Please copy every line with the string "shortened" from the entries below.

(Saved entries)
####

PR #2374, opened 2024-08-20
Add a build workflow to detect flakiness

kislaykishore:
This workflow runs the same test 5 times to figure out if there is any flakiness in the tests. It's run as a post-submit so that it doesn't impede dev-velocity.

NA

### Testing details
1. Manual - NA
2. Unit tests - NA
3. Integration tests - NA


.github/workflows/flake-detector.yml
```diff
@@ -0,0 +1,41 @@
...
+on:
+  # Enable triggering the workflow manually
+  workflow_dispatch:
+  push:
+    branches: [ "master" ]
+
+jobs:
+  codecov:
+    runs-on: ubuntu-latest
+    timeout-minutes: 75
```
Tulsishah, line 11: Will it run on the each PR? If yes isn't it more time to detect failure. Our development cycle may get affect due to that.

vadlakondaswetha: +1. 
Can you add more details to the PR. It runs 5 times and does it report even though the test failed once?

kislaykishore: It'll be run as a postsubmit i.e. after the code gets pushed to master, so won't block submissions. 
And it reports an error for each time a particular test failed.

vadlakondaswetha (dismissed):

Tulsishah (dismissed):

vadlakondaswetha (approved):

PR #487, opened 2021-11-08
[EWPP-1539] EWPP-1669: Add event collection functionality.

yenyasinn:


22Alexandra (changes requested):
The build has a test failing on both highest and lowest so it can't be random. The epic branch might need to be updated.

yenyasinn:
> The build has a test failing on both highest and lowest so it can't be random. The epic branch might need to be updated.

PR has been restarted and it's green now.

22Alexandra (approved):

nagyad (approved):

PR #490, opened 2021-11-16
EWPP-1620: Make author field optional.

nagyad:


yenyasinn (dismissed):

22Alexandra (dismissed):

modules/oe_content_publication/oe_content_publication.post_update.php
```diff
@@ -209,3 +209,12 @@ function oe_content_publication_post_update_20002(): void {
   $field_config->setRequired(FALSE);
   $field_config->save();
 }
+
+/**
+ * Set author as optional.
+ */
+function oe_content_publication_post_update_20003(): void {
```
upchuk: Any site that uses oe_content and relies on this field being required now is gonna get it optional?

upchuk (changes requested):

modules/oe_content_publication/oe_content_publication.post_update.php
nagyad: Only for publications.

22Alexandra (approved):

upchuk (approved):

PR #494, opened 2021-12-01
EWPP-1803: Add event extra fields.

22Alexandra:
### Description

Adds Event v2 extra fields.

### Change log

- Added: Online only boolean field, Link field to more media files, Long text field for mode media files description / more links.

### DIFF
--- a/modules/oe_content_event/config/install/field.field.node.oe_event.oe_event_online_only.yml
+++ b/modules/oe_content_event/config/install/field.field.node.oe_event.oe_event_online_only.yml
@@ -1,0 +1,22 @@
+langcode: en
+status: true
+dependencies:
+  config:
+    - field.storage.node.oe_event_online_only
+    - node.type.oe_event
+id: node.oe_event.oe_event_online_only
+field_name: oe_event_online_only
+entity_type: node
+bundle: oe_event
+label: 'Online only'
+description: ''
+required: false
+translatable: false
+default_value:
+  -
+    value: 0
+default_value_callback: ''
+settings:
+  on_label: 'On'
+  off_label: 'Off'
+field_type: boolean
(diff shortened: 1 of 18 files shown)


imanoleguskiza (changes requested):
Should we maybe hide the venue field if the online only field is checked? I think its worth to confirm this

modules/oe_content_event/config/install/field.field.node.oe_event.oe_event_online_only.yml
```diff
@@ -0,0 +1,22 @@
...
+label: 'Online only'
+description: ''
+required: false
+translatable: false
+default_value:
+  -
+    value: 0
+default_value_callback: ''
+settings:
+  on_label: 'On'
```
imanoleguskiza, line 20: The labels here probablye need to be "Yes" and "No"

modules/oe_content_event/config/post_updates/20002_update_form_display/core.entity_form_display.node.oe_event.default.yml
```diff
@@ -3,7 +3,9 @@ status: true
 dependencies:
```
imanoleguskiza, line 3: Not sure if we should update the form display of the node, sites using this component might have customized form displays and this will mess with their configuration.

imanoleguskiza (dismissed):

modules/oe_content_event/config/post_updates/20002_update_form_display/core.entity_form_display.node.oe_event.default.yml
imanoleguskiza: Policy was changed, rmeoving

modules/oe_content_event/config/install/field.field.node.oe_event.oe_event_online_only.yml
imanoleguskiza: Not needed as we use checkboxes

imanoleguskiza (dismissed):

nagyad (approved):

imanoleguskiza (approved):

PR #505, opened 2022-01-17
EWPP-1903: Fix the authors formatter.

nagyad:


nagyad:
With the commit above, the dedicated test will fail, because we should not see the change to the order of the values made on author entity due to revision reference.

imanoleguskiza (approved):

yenyasinn (approved):

PR #533, opened 2022-04-27
EWPP-2188: Correct xpath selector in tests for ckeditor button.

sergepavle:
### Description

[Insert description here]

### Change log

- Added:
- Changed:
- Deprecated:
- Removed:
- Fixed:
- Security:

### Commands

```sh
[Insert commands here]

```

### DIFF
--- a/tests/src/Behat/WysiwygContext.php
+++ b/tests/src/Behat/WysiwygContext.php
@@ -54,7 +54,7 @@ class WysiwygContext extends RawDrupalContext {
    */
   public function iShouldSeeWysiwygButton($field, $button) {
     $wysiwyg = $this->getWysiwyg($field);
-    $button_elements = $this->getSession()->getDriver()->find($wysiwyg->getXpath() . '//a[@title="' . $button . '"]');
+    $button_elements = $this->getSession()->getDriver()->find($wysiwyg->getXpath() . '//a[starts-with(@title, "' . $button . '")]');
     if (empty($button_elements)) {
       throw new \Exception("Could not find the '$button' button.");
     }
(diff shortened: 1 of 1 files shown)


22Alexandra (approved):

tests/src/Behat/WysiwygContext.php
```diff
@@ -54,7 +54,7 @@ public function assertNoWysiwyg($label) {
    */
   public function iShouldSeeWysiwygButton($field, $button) {
     $wysiwyg = $this->getWysiwyg($field);
-    $button_elements = $this->getSession()->getDriver()->find($wysiwyg->getXpath() . '//a[@title="' . $button . '"]');
+    $button_elements = $this->getSession()->getDriver()->find($wysiwyg->getXpath() . '//a[starts-with(@title, "' . $button . '")]');
```
upchuk, line 57: I'm not sure this is a good idea. We lose capability with this of asserting the actual name of the button.
Also, the test that is failing is not in Behat so we should look into that and waiting for ckeditor to complete the name.

upchuk (changes requested):

tests/src/Behat/WysiwygContext.php
sergepavle: Screenshot from 2022-04-29 16-22-58
Unfortunately in local docker, I am still able to reproduce failure in behat tests. But indeed, it is not always reproducible. (did testing without 'start-with' with strict selector).

sergepavle: Reverted. I've found another solution.

sergepavle: The main issue is that within CKEditor we cannot guarantee same order of initialization of plugins. So there is few scenarios and impacts:

1. drupallink plugin
2. link plugin
In this case, Ctrl+K keystroke will be set to drupallink, and for Ctrl+K also for link plugin.
In this case, CKEditor will not set keystroke for drupallink plugin and title of drupallink button will be 'Link'

Other case:
1. link plugin
2. drupallink plugin
In this case, Ctrl+L keystroke will be set to link, and Ctrl+K also for the drupallink plugin.
In this case, CKEditor will set Ctrl+L for link plugin, Ctrl+K for drupallink plugin and title of drupallink button will be  'Link (Ctrl+K)'.


For fixing this conflict we may set keystroke forcefully by CKEditor config.

PR #537, opened 2022-06-02
EWPP-2286: Add Description field for Person content type.

sergepavle:
### Description

[Insert description here]

### Change log

- Added:
- Changed:
- Deprecated:
- Removed:
- Fixed:
- Security:

### Commands

```sh
[Insert commands here]

```


modules/oe_content_person/config/install/field.storage.node.oe_person_description.yml
```diff
@@ -0,0 +1,18 @@
+langcode: en
```
22Alexandra, line 1: Why not using the body field storage as we do for the rest of the CTs?

modules/oe_content_person/oe_content_person.post_update.php
```diff
@@ -72,3 +75,56 @@ function oe_content_person_post_update_20003(): void {
...
+  // View display configuration to update.
+  $view_display_values = $storage->read('core.entity_view_display.node.oe_person.default');
+  $view_display_values['_core']['default_config_hash'] = Crypt::hashBase64(serialize($view_display_values));
+  $view_display = EntityViewDisplay::load($view_display_values['id']);
+  if ($view_display) {
+    $updated_view_display = \Drupal::entityTypeManager()
+      ->getStorage($view_display->getEntityTypeId())
+      ->updateFromStorageRecord($view_display, $view_display_values);
+    $updated_view_display->save();
+  }
```
22Alexandra: We should update the view display only in oe_theme where we take care of the rendering.

22Alexandra (changes requested):
There is a test failing to be fixed.

modules/oe_content_person/config/install/field.storage.node.oe_person_description.yml
sergepavle: I would not reuse the body field. Initially, that field was used for the main content of content type. But description field in person content type is more used as additional content.

modules/oe_content_person/oe_content_person.post_update.php
sergepavle: removed.

modules/oe_content_person/config/install/field.storage.node.oe_person_description.yml
22Alexandra: Alright.

22Alexandra (dismissed):

nagyad (dismissed):

nagyad (approved):

22Alexandra (approved):

PR #543, opened 2022-06-30
EWPP-2171: Fix abbreviation of the month of 'May' for Irish.

22Alexandra:


translations/oe_content-ga.po
```diff
@@ -61,8 +61,8 @@ msgstr "Már"
 msgid "Apr"
 msgstr "Aib"
 
-msgid "Jun"
-msgstr "Mei"
+msgid "May"
```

####

**Written solution**
(diff shortened: 1 of 18 files shown)
(diff shortened: 1 of 1 files shown)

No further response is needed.